■ **Problem description**
Please go through the records below and return every line holding the word "SubtitleEdit".

■ **Material shown**
PR #8484, opened 2024-06-05
Feature/http downloader

ivandrofly:
Allow reusing same httpclient instance to avoid port exhaustion (mainly inside for loop)
- Rename `MakeHttpClient` => `CreateProxiedHttpClient` (as this method alreays create httpclient with proxy)
- Now there are two overloads for *CreateProxiedHttpClient*
    - CreateProxiedHttpClient() => Creates client with infinity timeout
    - CreateProxiedHttpClient(Timeout) => Take timeout

Related to https://github.com/SubtitleEdit/subtitleedit/pull/8303

### DIFF
--- a/src/ui/Forms/AudioToText/WhisperModelDownload.cs
+++ b/src/ui/Forms/AudioToText/WhisperModelDownload.cs
@@ -108,9 +108,10 @@ namespace Nikse.SubtitleEdit.Forms.AudioToText
                     var pct = (int)Math.Round(progress * 100.0, MidpointRounding.AwayFromZero);
                     labelPleaseWait.Text = LanguageSettings.Current.General.PleaseWait + "  " + pct + "%";
                 });
-                foreach (var url in LastDownloadedModel.Urls)
+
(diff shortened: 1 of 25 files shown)


src/ui/Forms/AudioToText/WhisperModelDownload.cs
```diff
@@ -108,9 +108,10 @@ private void MultiFileDownload()
                     var pct = (int)Math.Round(progress * 100.0, MidpointRounding.AwayFromZero);
                     labelPleaseWait.Text = LanguageSettings.Current.General.PleaseWait + "  " + pct + "%";
                 });
-                foreach (var url in LastDownloadedModel.Urls)
+
+                using (var httpClient = DownloaderFactory.CreateProxiedHttpClient())
                 {
-                    using (var httpClient = DownloaderFactory.MakeHttpClient())
```
ivandrofly, line 113: This line was the issue* as it's creating a new instance of http-client for every url!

■ **Response**
Related to https://github.com/SubtitleEdit/subtitleedit/pull/8303
@@ -108,9 +108,10 @@ namespace Nikse.SubtitleEdit.Forms.AudioToText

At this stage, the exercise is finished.